Further, the court’s role in overseeing the sale of estate property is limited to ensuring that the Estate Trustees are acting within their authority and fulfilling their fiduciary duties. The trustees must demonstrate that they are managing the estate responsibly, which includes addressing any liabilities, such as taxes or outstanding debts, before distributing assets. If the trustees have made reasonable efforts to resolve any disagreements among the beneficiaries and are acting in the best interests of the estate, the court is unlikely to intervene.

 

In situations where there is a conflict among the beneficiaries, such as when some siblings wish to retain property and others wish to sell it, the court may direct the trustees to proceed with the sale if it is necessary to resolve the issue and ensure the estate’s debts are paid. If no consensus is reached on retaining the property, a sale can be compelled, as provided under the Partition Act.

 

Overall, the law emphasizes the discretion of the Estate Trustees in managing and selling estate property, provided they act within the legal framework and with the best interests of the estate and its beneficiaries in mind. The court’s involvement is primarily to provide guidance or approve actions when there is uncertainty, but trustees generally retain authority unless there is evidence of misconduct or failure to act fairly.

Good Faith Efforts to Sell the Cottage

The Estate Trustees, Roger and Lynette, took several steps to sell the cottage fairly. They obtained three professional opinions on its value and offered the beneficiaries the chance to buy it before listing it publicly. When they eventually listed the property, the sale was made after rejecting a lower offer from Philip and Anita and receiving a higher offer from another buyer, 258. The trustees acted in good faith throughout the process, providing transparency and considering all the beneficiaries’ interests.

Fairness in Estate Trustees’ Actions

The Estate Trustees were transparent and reasonable in their management of the estate, including providing the beneficiaries with information, involving them in decisions, and acting to pay off estate debts. Despite some disagreements from Philip and Anita, their criticisms of unfairness were not substantiated.

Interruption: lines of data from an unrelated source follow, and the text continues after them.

PR #1429, opened 2026-04-04
auth: Add trusted header authentication with IP allowlist

cqjjjzr:
This is a continuation of @Kumpelinus 's #1285 . I created a new PR to utilize the CI/auto-review on my PR. Let me know if it is favorable to close this and PR to @Kumpelinus 's repo.

1. Don't trust XFF headers, and use only the socket peer IP address
2. Decreased code duplication
3. Ensure the logout redirection actually work
4. Have the user specify CIDRs instead of single addresses, and validate the CIDR at startup
5. Prioritize trusted-header over JWT for GraphQL endpoints. ~The caveat is that some other endpoints  (OPAQUE-related) are still JWT-only.~ I also updated that.

### DIFF
--- a/crates/auth/src/lib.rs
+++ b/crates/auth/src/lib.rs
@@ -60,6 +60,23 @@ pub mod login {
         #[serde(rename = "refreshToken", skip_serializing_if = "Option::is_none")]
         pub refresh_token: Option<String>,
     }
+
+    #[derive(Serialize, Deserialize, Clone)]
+    pub struct ServerTrustedHeaderResponse {
+        #[serde(rename = "userId")]
+        pub user_id: String,
+        #[serde(rename = "isAdmin")]
+        pub is_admin: bool,
+        #[serde(rename = "logoutUrl", skip_serializing_if = "Option::is_none")]
+        pub logout_url: Option<String>,
+    }
+
+    #[derive(Serialize, Deserialize, Clone)]
+    #[serde(untagged)]
+    pub enum ServerAuthResponse {
+        Token(ServerLoginResponse),
+        TrustedHeader(ServerTrustedHeaderResponse),
+    }
 }
 
 /// The messages for the 3-step OPAQUE registration process.
--- a/server/src/auth_service.rs
+++ b/server/src/auth_service.rs
@@ -3,7 +3,7 @@ use crate::{
     tcp_server::{AppState, TcpError, TcpResult, error_to_http_response},
 };
 use actix_web::{
-    HttpRequest, HttpResponse,
+    FromRequest, HttpRequest, HttpResponse,
     cookie::{Cookie, SameSite},
     dev::{Service, ServiceRequest, ServiceResponse, Transform},
     error::{ErrorBadRequest, ErrorUnauthorized},
@@ -534,11 +534,9 @@ where
 {
     use actix_web::FromRequest;
     let inner_payload = &mut payload.into_inner();
-    let validation_result = BearerAuth::from_request(&request, inner_payload)
+    let validation_result = get_validation_results(&data, &request, inner_payload)
         .await
-        .ok()
-        .and_then(|bearer| check_if_token_is_valid(&data, bearer.token()).ok())
-        .ok_or_else(|| {
+        .map_err(|_| {
             TcpError::UnauthorizedError("Not authorized to change the user's password".to_string())
         })?;
     let registration_start_request =
@@ -660,6 +658,25 @@ where
         };
 
         Box::pin(self.service.call(req))
+    }
+}
+
+#[instrument(skip_all, level = "debug", err, ret)]
+pub(crate) async fn get_validation_results<Backend: BackendHandler>(
+    data: &web::Data<AppState<Backend>>,
+    request: &HttpRequest,
+    payload: &mut actix_http::Payload,
+) -> Result<ValidationResults, actix_web::Error> {
+    if data.trusted_header_options.enabled
+        && request
+            .headers()
+            .contains_key(&data.trusted_header_options.header_name)
+    {
+        check_if_trusted_header_is_valid(data, request).await
+    } else {
+        BearerAuth::from_request(request, payload)
+            .await
+            .map(|bearer| check_if_token_is_valid(data.get_ref(), bearer.token()))?
     }
 }
 
--- a/server/src/auth_service.rs
+++ b/server/src/auth_service.rs
@@ -105,8 +105,25 @@ async fn get_refresh<Backend>(
 where
     Backend: TcpBackendHandler + BackendHandler + 'static,
 {
+    if data.trusted_header_options.enabled
+        && request
+            .headers()
+            .contains_key(&data.trusted_header_options.header_name)
+    {
+        return get_trusted_header_refresh_response(&data, &request).await;
+    }
+    try_refresh_token(&data, &request).await
+}
+
+async fn try_refresh_token<Backend>(
+    data: &web::Data<AppState<Backend>>,
+    request: &HttpRequest,
+) -> TcpResult<HttpResponse>
+where
+    Backend: TcpBackendHandler + BackendHandler + 'static,
+{
     let jwt_key = &data.jwt_key;
-    let (refresh_token_hash, user) = get_refresh_token(request)?;
+    let (refresh_token_hash, user) = get_refresh_token(request.clone())?;
     let found = data
         .get_tcp_handler()
         .check_token(refresh_token_hash, &user)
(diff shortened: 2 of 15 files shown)


nitnelave:
@Kumpelinus WDYT? Are you planning to iterate on your PR, or should @cqjjjzr pick it up, with a co-author mention in the git message?

Kumpelinus:
> @Kumpelinus WDYT? Are you planning to iterate on your PR, or should @cqjjjzr pick it up, with a co-author mention in the git message?

Since I am quite a bit busy still and @cqjjjzr already looked into the code and thus I am happy with them taking over 👍

cqjjjzr:
@nitnelave Can we proceed with this? The latest AI review comment isn't valid IMHO because password change requires the `opaque/register/start` path to be available even when trusted header auth is enabled.

nitnelave:
`I/O error: no space left on maintainer`

Life is crazy busy, I'm having trouble finding time for LLDAP. Give me a few months.

cqjjjzr:
Totally understood - Real World (tm) affairs come first! Thank you for your work on LLDAP. Let me know if follow up changes/fixes are required for this. We have this patch deployed in our prod, so I expect major issue to be spotted quickly by us...

nitnelave:
Sorry, I'm reviewing anyway, but could you rebase?

EDIT: I force-pushed a rebase, I _think_ it's correct, but please take a look.

EDIT 2: I managed to botch the rebase, dropped some commits, and then started to complain about missing implementation in the review :D I re-did the rebase, it should be better now.

server/src/auth_service.rs
```diff
@@ -623,6 +716,29 @@ pub(crate) fn check_if_token_is_valid<Backend: BackendHandler>(
...
+) -> Result<ValidationResults, actix_web::Error> {
+    if !data.trusted_header_options.enabled {
+        return Err(ErrorUnauthorized(
+            "Trusted header authentication is disabled",
+        ));
+    }
+
+    let (user_id, groups) = validate_trusted_header(data, request)
+        .await
+        .map_err(|e| ErrorUnauthorized(e.to_string()))?;
```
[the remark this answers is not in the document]
nitnelave: I think this concern is genuine: we should try to return a 5xx when possible/relevant.

server/src/auth_service.rs
```diff
@@ -623,6 +710,55 @@ pub(crate) fn check_if_token_is_valid<Backend: BackendHandler>(
...
+#[instrument(skip_all, level = "debug", err, ret)]
+pub(crate) async fn check_if_trusted_header_is_valid<Backend: BackendHandler>(
+    data: &web::Data<AppState<Backend>>,
+    request: &HttpRequest,
+) -> Result<ValidationResults, actix_web::Error> {
+    if !data.trusted_header_options.enabled {
+        return Err(ErrorUnauthorized(
+            "Trusted header authentication is disabled",
+        ));
+    }
```
nitnelave, line 722: redundant check, remove.

server/src/configuration.rs
```diff
@@ -98,6 +99,25 @@ impl std::default::Default for HealthcheckOptions {
...
+#[builder(pattern = "owned")]
+pub struct TrustedHeaderOptions {
+    #[builder(default = "false")]
+    pub enabled: bool,
+    #[builder(default = r#"String::from("Remote-User")"#)]
+    pub header_name: String,
+    #[builder(default = "None")]
+    pub logout_url: Option<String>,
+    #[builder(default = r#"vec!["127.0.0.0/8".parse().unwrap(), "::1/128".parse().unwrap()]"#)]
+    pub trusted_proxies: Vec<IpNet>,
```
nitnelave, line 112: Should we allow for domains here? I'm thinking of a docker setup where the specific IP can change, but within docker (compose) the domain is stable.

It would make the implementation more complex, that's true, and you can set things up to have a stable-ish IP within docker, so it may not be worth it. Maybe we just need to update the docs a bit. Can you create a page for trusted header setup?

server/src/auth_service.rs
```diff
@@ -131,10 +148,84 @@ where
...
+        .ok_or_else(|| TcpError::UnauthorizedError("Could not determine client IP".to_string()))?;
+
+    if !data
+        .trusted_header_options
+        .trusted_proxies
+        .iter()
+        .any(|cidr| cidr.contains(&client_ip))
+    {
+        return Err(TcpError::UnauthorizedError(format!(
+            "Client IP {} not in trusted proxies",
```
nitnelave, line 179: Let's clarify this error. It should tell you how to fix it. Something like "When trusted headers are enabled, LLDAP should only be reachable from the proxy whose address is listed in trusted_proxies"

server/src/auth_service.rs
```diff
@@ -102,11 +102,28 @@ async fn get_refresh<Backend>(
     data: web::Data<AppState<Backend>>,
     request: HttpRequest,
 ) -> TcpResult<HttpResponse>
+where
+    Backend: TcpBackendHandler + BackendHandler + 'static,
+{
+    if data.trusted_header_options.enabled
+        && request
+            .headers()
+            .contains_key(&data.trusted_header_options.header_name)
```
nitnelave, line 111: We have to double-check in validate_trusted_header that the header is there. Instead, let's extract it here, check that against None, and if it's Some(..) pass it down the chain so we don't have to re-check it.

crates/auth/src/lib.rs
```diff
@@ -60,6 +60,23 @@ pub mod login {
...
+        pub is_admin: bool,
+        #[serde(rename = "logoutUrl", skip_serializing_if = "Option::is_none")]
+        pub logout_url: Option<String>,
+    }
+
+    #[derive(Serialize, Deserialize, Clone)]
+    #[serde(untagged)]
+    pub enum ServerAuthResponse {
+        Token(ServerLoginResponse),
+        TrustedHeader(ServerTrustedHeaderResponse),
```
nitnelave, line 78: We have to document that in the scripting docs and/or in the trusted header docs (the response shape). One can point to the other for dedupe.

nitnelave (changes requested):
I feel fairly confident about this implementation. One thing I'd like to see though is more hand-holding for the admin: better/clearer error messages and some docs.

Basically, place yourself in the shoes of an admin getting this error: what could have gone wrong? How do you fix it? Put as much context as possible in the error.

nitnelave:
Oh, and can we improve the test coverage as well? They slipped my mind, but there were a few more cases that I wanted to see covered in the tests (e.g. with both a trusted header and a token, valid or not)

cqjjjzr:
I'm back. Thank you for reviewing. I will look about the issues you mentioned soon as soon as I have time!

server/src/configuration.rs
cqjjjzr: I would rather not... Maintaining domain resolving (which has unbounded time) and caching may overcomplicate things. If true dynamic IP range is required, the user may use a local reverse proxy IMO.

cqjjjzr:
I made the code changes. doc changes are pending

server/src/configuration.rs
adepssimius: I would agree that allowing a domain here would be overkill for what trusted header auth is typically used for. I don't think I've seen any implementations that allow anything other than a range of IPs.

bendlas: If this were to be done, my first question would be: Would this be implemented in such a way that:

a) (one of the records for) the domain needs to resolve to the connecting IP?
b) the PTR record for the connecting IP needs to point back to the domain?
c) we're secure against attacks on DNS? are we implementing DNSSEC? requiring it?

Just the complexity inherent in this question would already dissuade me from attempting this as well. But if we wanted to do it: What use case do we have, where maintaining DNS entries for trusted proxies would be lower effort than maintaining trusted proxy config in lldap?

nitnelave: Yeah, I was asking to brainstorm, and on second thought (and with your inputs) it seems like we don't want that complexity. 

However, it would be nice to have in the docs some help on how to set up some common scenarios (docker, k8s?) so that people who don't know how to assign static IP (blocks) can get started.

adepssimius: Here's some documentation around how to safely deploy lldap with trusted proxy auth on k8s and docker. It recommends using a dedicated auth-net in docker so that only containers on that network are trusted as the RP, and a NetworkPolicy on k8s so that only the RP can reach the web UI port.

It also calls out the gotchas we'd otherwise get issues about:

- Docker DNS with multiple networks: if lldap sits on both the app network and auth-net, the plain lldap hostname resolves to both IPs, so the RP can randomly connect via the untrusted network and header auth silently falls back to the login page. The doc uses a network-scoped alias (lldap-auth) for the RP's upstream to force the connection onto the trusted network.
- Don't cut off the LDAP port: applying a NetworkPolicy default-denies everything else, so the example explicitly keeps 3890 open for applications; same reason the docker example keeps lldap on the shared network too. Connections from untrusted addresses aren't dangerous — they just get password login instead of header auth.
- k8s source IP: the RP should reach lldap via a ClusterIP Service (pod-to-pod preserves the pod source IP); a NodePort/LoadBalancer hop can SNAT it outside the trusted range, which fails closed but is confusing to debug.
- Header stripping: the RP must strip/overwrite the identity header on incoming requests.
It explains why trusting non-routable CIDRs is safe (the check is against the socket peer address, which can't be spoofed across the internet — so the threat model is purely internal, hence keeping the trusted range small).

I don't have a ready-made stack in docker to test this against, but I did test that NetworkPolicy in my cluster against the latest LLDAP build and everything stays functional, lldap interface access via RP and LDAP from anywhere in the cluster. Looking forward to disabling the double auth.

---

# Trusted header authentication

Trusted header authentication lets a reverse proxy that has already authenticated the user (Authelia, authentik, oauth2-proxy, ...) log that user into the LLDAP web UI by adding a header (default `Remote-User`) with the username. LLDAP trusts the header **only** if the connection comes from an IP listed in `trusted_proxies`. Username/password login remains available as a fallback.

## Configuration

```toml
[trusted_header_options]
enabled = true
#header_name = "Remote-User"
## Optional logout redirect (usually your SSO provider's logout endpoint).
#logout_url = "https://auth.example.com/logout"
## Networks allowed to send the trusted header, in CIDR notation
## (use /32 or /128 for a single IP). Default: localhost only.
trusted_proxies = ["172.28.0.0/24"]
```

Your proxy **must strip or overwrite the identity header on incoming requests**, otherwise anyone who can reach the proxy can impersonate any user by setting the header themselves.

Note that only the trusted header treatment depends on the source IP: LLDAP's other traffic is unaffected. Applications can still connect to the LDAP port from anywhere you allow, and a client reaching the web UI from outside `trusted_proxies` simply gets the normal password login instead of header auth.

## Why trusting private IP ranges is safe

LLDAP checks the **source IP of the TCP connection itself**, never `X-Forwarded-For` (which anyone can forge). A TCP handshake can't be completed from a spoofed source address, and private ranges like `10.0.0.0/8` or `192.168.0.0/16` aren't routable on the internet — so a connection sourced from a private address can only come from inside your network.

The risk is therefore internal: **anything inside the trusted range can log in as any user, including admin**, with a single header. Keep the range as small as practical — ideally a dedicated subnet shared only by the proxy and LLDAP. Don't trust all of `172.16.0.0/12` on a Docker host (every container) or a whole pod CIDR on Kubernetes (every pod) unless network policy restricts who can connect.

## Docker Compose

Individual container IPs change across restarts, so don't try to trust a single address. Instead, create a network with a fixed subnet for the proxy and LLDAP, and trust the whole subnet. A container can be attached to several networks at once, so your proxy can still serve everything else through your normal network — only its leg on `auth-net` matters here:

```yaml
networks:
  default: # the rest of your services live here
  auth-net:
    ipam:
      config:
        - subnet: 172.28.0.0/24

services:
  proxy:
    image: your-sso-proxy
    ports: ["443:443"]
    networks: [default, auth-net]

  lldap:
    image: lldap/lldap:stable
    networks:
      # on default too, so other services can reach the LDAP port (3890)
      default:
      auth-net:
        aliases: [lldap-auth]
    volumes:
      - ./lldap_config.toml:/data/lldap_config.toml

  someapp:
    image: some/app
    networks: [default]
```

Then `trusted_proxies = ["172.28.0.0/24"]`, and point the proxy's upstream for the web UI at `http://lldap-auth:17170`. The alias matters: since both containers are on both networks, the plain name `lldap` resolves to *both* of LLDAP's addresses, and if the proxy happens to connect over `default`, its source address falls outside the trusted range and header auth silently falls back to the login page. The `lldap-auth` alias only exists on `auth-net`, which forces the connection (and thus the proxy's source address) onto the trusted network.

Services on `default` can still do LDAP binds against LLDAP, and could even reach the web UI — from `default` addresses they only get password login. What matters is that nothing besides the proxy is attached to `auth-net`.

If instead everything shares one network and you trust its subnet, understand what that means: every container on it could impersonate any LLDAP user by sending one HTTP request with the header set. That may be acceptable for a small self-hosted stack where you trust all your own services, but the dedicated network above costs three lines and removes the question.

## Kubernetes

Pod IPs are ephemeral and your proxy is typically deployed by its own Helm chart, so you can't trust a single address. Instead, **trust the cluster's pod CIDR and pair it with a NetworkPolicy**: set `trusted_proxies` to the pod CIDR (e.g. `10.42.0.0/16` — check your CNI's configuration), and add a NetworkPolicy allowing ingress to LLDAP's port 17170 only from the proxy's pods:

```yaml
apiVersion: networking.k8s.io/v1
kind: NetworkPolicy
metadata:
  name: lldap-http-from-proxy-only
spec:
  podSelector:
    matchLabels:
      app: lldap
  policyTypes: [Ingress]
  ingress:
    - from:
        - namespaceSelector:
            matchLabels:
              kubernetes.io/metadata.name: auth # proxy's namespace
          podSelector:
            matchLabels: {} # narrow to the proxy's pod labels if you can
      ports:
        - port: 17170
    # applying a policy denies everything not listed, so keep the
    # LDAP port open for the applications that authenticate against it
    - ports:
        - port: 3890
```

The CIDR check proves the connection came from inside the cluster; the policy ensures the only pods that can reach the web UI are the proxy's. This requires a CNI that enforces NetworkPolicies (most do; Flannel alone does not).

Have the proxy reach LLDAP via a ClusterIP Service, which preserves the pod source IP; a NodePort/LoadBalancer hop can SNAT it outside the trusted range (login is then refused — fails closed, but confusing).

The trustees did not violate their fiduciary duties.

Court’s Advice and Direction

After finding that the Estate Trustees acted fairly and in good faith, the court did not intervene in their discretion over which offer to accept. It reviewed two competing offers and, after considering all factors, concluded that the offer from Philip and Anita for $440,000 was the better one. The court directed the Estate Trustees to accept this offer, despite the earlier agreement with 258.

Other Relief Sought by Respondents

Philip and Anita had requested a full accounting of the Estate’s finances, but the court ruled that there was insufficient cause to order it at this time. The disclosure provided thus far was deemed reasonable, and further disclosure will be necessary after the sale is completed.

Conclusion

Justice Kalajdzic J. upheld the Estate Trustees’ actions, found them to have acted in good faith, and directed them to accept the offer from Philip and Anita for the sale of the cottage. Further motions for costs were to be submitted by January 10, 2025.